I don't believe you've spent years researching racing.  If you had your arguments would be more robust, less anthropomorphic and far more accurate.


----------



## Amymay (28 March 2012)

It is sickening! Racing commentators hardly ever comment on the stricken horses either.
		
Click to expand...

And of course, we know that's not true......


----------



## Dobiegirl (28 March 2012)

The number of horses that die on the racecourse is a drop in the ocean compared to the horses that die in transit  from Russia,Poland,Romania etc on their way to the slaughterhouse. Travelling for days with no food,water or rest is an absolute scandal so why dont I see Animal Aid doing their utmost to put an end to this evil trade? They would rather go for a soft target like racehorses which they see as belonging to the elite  of society.


----------



## Alec Swan (28 March 2012)

Over2You said:



			........ I do hope that you are reincarnated as a racehorse or fox.
..........
		
Click to expand...

Well there we are.  We have at least one thing in common,  because such an outcome would suit me very well! 

I'm grateful for your good wishes.

Alec.


----------



## dominobrown (28 March 2012)

Dobiegirl said:



			The number of horses that die on the racecourse is a drop in the ocean compared to the horses that die in transit  from Russia,Poland,Romania etc on their way to the slaughterhouse. Travelling for days with no food,water or rest is an absolute scandal so why dont I see Animal Aid doing their utmost to put an end to this evil trade? They would rather go for a soft target like racehorses which they see as belonging to the elite  of society.
		
Click to expand...

Well said, I believe that there is nothing wrong with death necessarily, it is a part of life, however it should be humane. When alive we should give the horse, or any animal the best possible life. The transport across Europe is unecessary in my eye. I would rather have a horse die on the racecourse compared to that.
Nobody chooses death, horses don't, but they can also choose not to race. Do you think a wild horse chooses to get eaten by lion/ wolf or whatever?


----------



## Elf On A Shelf (28 March 2012)

Over2You

Do you have ANY IDEA just how absolutely gutted and devistated the connections of Handsome Harry are?!?! And yes! They still are gutted! He was one of the yards pride and joys! Rose works bloody hard for each and every one of her horses and to lose one hits them all very hard indeed! 
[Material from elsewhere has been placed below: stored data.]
PR #1542, opened 2024-07-23
Add react lint check to pre commit

ztefanie:
### Short description
Added react linting to pre commit hook.

### DIFF
--- a/.github/hooks/pre-commit
+++ b/.github/hooks/pre-commit
@@ -5,7 +5,7 @@
 # ln -s ../../.github/hooks/pre-commit .git/hooks/pre-commit
 #
 
-REACT_FILES=$(git diff --cached --name-only administration/)
+REACT_FILES=$(git diff --cached --name-only administration/ | sed 's| |\\ |g')
 
 if [ ! -z "$REACT_FILES" ]; then
   cd administration && yarn lint && cd ..
--- a/.github/hooks/pre-commit
+++ b/.github/hooks/pre-commit
@@ -5,7 +5,7 @@
 # ln -s ../../.github/hooks/pre-commit .git/hooks/pre-commit
 #
 
-REACT_FILES=$(git diff --cached --name-only administration/ | sed 's| |\\ |g')
+REACT_FILES=$(git diff --cached --name-only -- administration/ | sed 's| |\\ |g')
 
 if [ ! -z "$REACT_FILES" ]; then
   cd administration && yarn lint && cd ..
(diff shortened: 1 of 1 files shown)


.github/hooks/pre-commit
```diff
@@ -5,6 +5,12 @@
 # ln -s ../../.github/hooks/pre-commit .git/hooks/pre-commit
 #
 
+REACT_FILES=$(git diff --cached --name-only administration/ | sed 's| |\\ |g')
+
+if [ ! -z "$REACT_FILES" ]; then
+  cd administration && yarn lint && cd ..
```
seluianova, line 11: maybe I'm doing something wrong, but if I change any ts files in administration and run this script, if-condition is false and yarn lint command is not executed

.github/hooks/pre-commit
```diff
@@ -5,6 +5,12 @@
 # ln -s ../../.github/hooks/pre-commit .git/hooks/pre-commit
 #
 
+REACT_FILES=$(git diff --cached --name-only administration/ | sed 's| |\\ |g')
```
seluianova, line 8:
```suggestion
REACT_FILES=$(git diff --cached --name-only -- administration/ | sed 's| |\\ |g')
```

I guess we also need -- here:

```
fatal: ambiguous argument 'administration/': unknown revision or path not in the working tree.
Use '--' to separate paths from revisions, like this:
'git <command> [<revision>...] -- [<file>...]'
```

f1sh1918: hm i expected this should work `bash .github/hooks/pre-commit` but doesn't

ztefanie: yes it does work, with this command: bash .github/hooks/pre-commit
but it will do nothing if there are not staged files and skip all steps and therefore create no output

f1sh1918: i think this proposed adjustment has to be done. Rest looks fine to me then

seluianova: I actually meant, how to make it work automatically, as a hook.
For example, I make some changes in administration and click 'commit' in Idea.
As I understand, there must be some output from this hook, but I don't get where to look for it.

ztefanie: You need to set you hook path in the git config to the .github/hooks directory. You can do this by
`git config --local core.hooksPath .github/hooks`

f1sh1918 (approved):

seluianova (approved):

PR #1546, opened 2024-07-26
Fix thread exhaustion/leak

### LINKED ISSUE #1544: Memory leaks backend
**Describe the bug**
Since the release 2024.5.1 we are facing memory leaks on production.
https://github.com/digitalfabrik/entitlementcard/releases/tag/2024.5.1-all
Rollout of the update on production: 2024-06-07 - 11am
It may be related to the javalin update, but its not clear what causes this issue
Currently the backend service will be restarted (scheduled) every 12h as a workaround.

**To Reproduce**
1. Go to grafana and check increasing memory usage
2. Also check the server logs if you can find something

**Expected behavior**
Memory usage is not constantly increasing

**Screenshots**
image

**Additional context**
We already tried to fix it by a possible issue with jetty (used by javalin) but it seems like it didn't fix the issue
https://github.com/digitalfabrik/entitlementcard/pull/1510

Check directly grafana here:
https://grafana.tuerantuer.org/d/l3Gr9b5Vk/server-vitals-with-host-selection?orgId=1&refresh=5m&var-HOST=entitlementcard.tuerantuer.org&viewPanel=8&from=now-24h&to=now

maxammann:
### Short description

We create many MatomoTrackers which require manual cleanup/closing. Since some version the tracker cleans up after itself automatically when created in a try-catch resource construct: https://github.com/matomo-org/matomo-java-tracker/issues/215#issuecomment-1986844774

### Proposed changes

- Upgrade matomo dependency
- make sure we only have a single tracker

### Resolved issues

Fixes #1544

### DIFF
--- a/backend/src/main/kotlin/app/ehrenamtskarte/backend/matomo/Matomo.kt
+++ b/backend/src/main/kotlin/app/ehrenamtskarte/backend/matomo/Matomo.kt
@@ -22,8 +22,8 @@ import java.net.URI
 import java.util.concurrent.ExecutionException
 
 object Matomo {
-    val logger = LoggerFactory.getLogger(Matomo::class.java)
-    var tracker: MatomoTracker? = null
+    private val logger = LoggerFactory.getLogger(Matomo::class.java)
+    private var tracker: MatomoTracker? = null
 
     private fun getTracker(config: BackendConfiguration): MatomoTracker {
         val tracker = tracker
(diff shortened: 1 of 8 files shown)


maxammann:
This PR requires a config update

f1sh1918:
> This PR requires a config update

Can you create a salt issue or even better pr for that? :)

maxammann:
done :)

michael-markl (approved):
LGTM (except we have to be careful with deployment of config & backend order)

backend/src/main/kotlin/app/ehrenamtskarte/backend/matomo/Matomo.kt
```diff
@@ -22,12 +23,19 @@ import java.util.concurrent.ExecutionException
 
 object Matomo {
     val logger = LoggerFactory.getLogger(Matomo::class.java)
+    var tracker: MatomoTracker? = null
```
f1sh1918, line 26: (optional) tracker could be private var

f1sh1918 (approved):
Looks good to me
also approved salt pr. 
You can merge both

Issue #1223, opened 2023-11-22
Error log if there are no applications


f1sh1918:
**Describe the bug**
Receive an error log when fetching data for `/application` and `/verification`

**To Reproduce**
1. create an application
2. click on the mail link to view your application
3. remove some chars from the magic link
4. Error can be found in the backend log

**Expected behavior**

**LOG**
```js
Nov 22 13:46:39 entitlementcard.tuerantuer.org backend[120716]: [JettyServerThreadPool-620] ERROR app.ehrenamtskarte.backend.common.webservice.GraphQLExceptionHandler - Exception while fetching data (/application) : null
```

michael-markl:
> @sarahsporck the only place where we use /application is for the applicant view attachment

I am pretty sure, this log does not come from the application attachment endpoint (because this would not generate a graphql error afaics).
The `/application` in the graphql error message says, that the graphql endpoint could not retrieve the property `application` of the specified query/mutation.
Queries that have this property:
* https://github.com/digitalfabrik/entitlementcard/blob/main/administration/src/graphql/applications/getApplication.graphql#L2
* https://github.com/digitalfabrik/entitlementcard/blob/main/administration/src/graphql/applications/getApplicationByApplicant.graphql#L2

The solution would be to find where the exception is thrown and instead do a proper error handling, I think?

f1sh1918:
it is thrown when the passed `accessKey` can't be found in the database and that happens if the a broken link was opened

f1sh1918:
i just updated the steps to reproduce.
This error is probably connected with broken links the user may receive via mail.
I gonna block this issue due to this pr https://github.com/digitalfabrik/entitlementcard/pull/1378 which maybe solves the issue or at least let it less occur.

f1sh1918:
we still have link 60-80 logs within 24hours. Probably due to broken link. We could check if the `accessKey` length is valid

f1sh1918:
are there any opinions to that @michael-markl , @ztefanie or @seluianova

michael-markl:
Is this the only thing that is logged? 
```
Nov 22 13:46:39 entitlementcard.tuerantuer.org backend[120716]: [JettyServerThreadPool-620] ERROR app.ehrenamtskarte.backend.common.webservice.GraphQLExceptionHandler - Exception while fetching data (/application) : null
```

f1sh1918:
yes we could maybe try to add a log for the `accessKey` that is used

[...]

PR #1553, opened 2024-07-30
1223: Log no applications

f1sh1918:
### Short description

We are facing some issues that we get a lot of server logs that no applications where found.
To be able to better investigate why this happens we log the `accessKeys` of the applicants and verifiers that cannot get applications.

### Proposed changes

- add logger if `application == null` that logs ip address and accessKey
- some small refactoring to clarify which accessKeys will be passed

### Side effects

- none

### Resolved issues

relates: #1223 

### Testing (dev only)
1. Create an application that needs an organization to verify
2. Open the verification and the application link and check that everything is still working
3. Remove some characters of the `accessKey` in the links and check the backend log

### DIFF
--- a/backend/src/main/kotlin/app/ehrenamtskarte/backend/application/database/repos/ApplicationRepository.kt
+++ b/backend/src/main/kotlin/app/ehrenamtskarte/backend/application/database/repos/ApplicationRepository.kt
@@ -7,7 +7,6 @@ import app.ehrenamtskarte.backend.application.database.Applications
 import app.ehrenamtskarte.backend.application.webservice.schema.view.ApplicationView
 import app.ehrenamtskarte.backend.application.webservice.schema.view.JsonField
 import app.ehrenamtskarte.backend.application.webservice.utils.ExtractedApplicationVerification
-import app.ehrenamtskarte.backend.auth.webservice.schema.ResetPasswordMutationService
 import app.ehrenamtskarte.backend.common.database.sortByKeys
 import app.ehrenamtskarte.backend.common.webservice.GraphQLContext
 import app.ehrenamtskarte.backend.exception.webservice.exceptions.InvalidLinkException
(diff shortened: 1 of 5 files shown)


backend/src/main/kotlin/app/ehrenamtskarte/backend/application/database/repos/ApplicationRepository.kt
```diff
@@ -97,29 +100,43 @@ object ApplicationRepository {
         }
     }
 
-    fun getApplicationByApplicant(accessKey: String): ApplicationView {
+    fun getApplicationByApplicant(accessKey: String, dfe: DataFetchingEnvironment): ApplicationView {
+        val logger = LoggerFactory.getLogger(ResetPasswordMutationService::class.java)
```
seluianova, line 104:
```suggestion
        val logger = LoggerFactory.getLogger(ApplicationRepository::class.java)
```

backend/src/main/kotlin/app/ehrenamtskarte/backend/application/database/repos/ApplicationRepository.kt
```diff
@@ -97,29 +100,43 @@ object ApplicationRepository {
...
+                throw InvalidLinkException()
+            } else {
+                application.let { ApplicationView.fromDbEntity(it) }
+            }
         }
     }
 
-    fun getApplicationByApplicationVerificationAccessKey(applicationVerificationAccessKey: String): ApplicationView {
+    fun getApplicationByApplicationVerificationAccessKey(applicationVerificationAccessKey: String, dfe: DataFetchingEnvironment): ApplicationView {
+        val logger = LoggerFactory.getLogger(ResetPasswordMutationService::class.java)
```
seluianova, line 119:
```suggestion
        val logger = LoggerFactory.getLogger(ApplicationRepository::class.java)
```

f1sh1918: :D copy paste. thx

seluianova (approved):
I still think moving the logger declaration outside of the functions would be better, but lgtm anyway :)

No the commentators don't mention fatal falls AT THE TIME as in the split second they are viewing the race they don't know if it is merely winded or not. I happened to be at Sedgefield that day and about 15-20mins after the race an announcement was made over the tannoy to say that unfortunately Handsome Harry had an injury and had to be put down. The snipets you see on Racing Post and AtTheRaces really don't give you the full picture and if you expect an announcement mid-race or immediately after you are sadly very much mistaken. The horse has to be pronounced dead by the vets and certified. Then taken into the main building and that's before it get's anywhere near the commentators. 

If you had done all of this research into racing that you claim you have then you would have known this!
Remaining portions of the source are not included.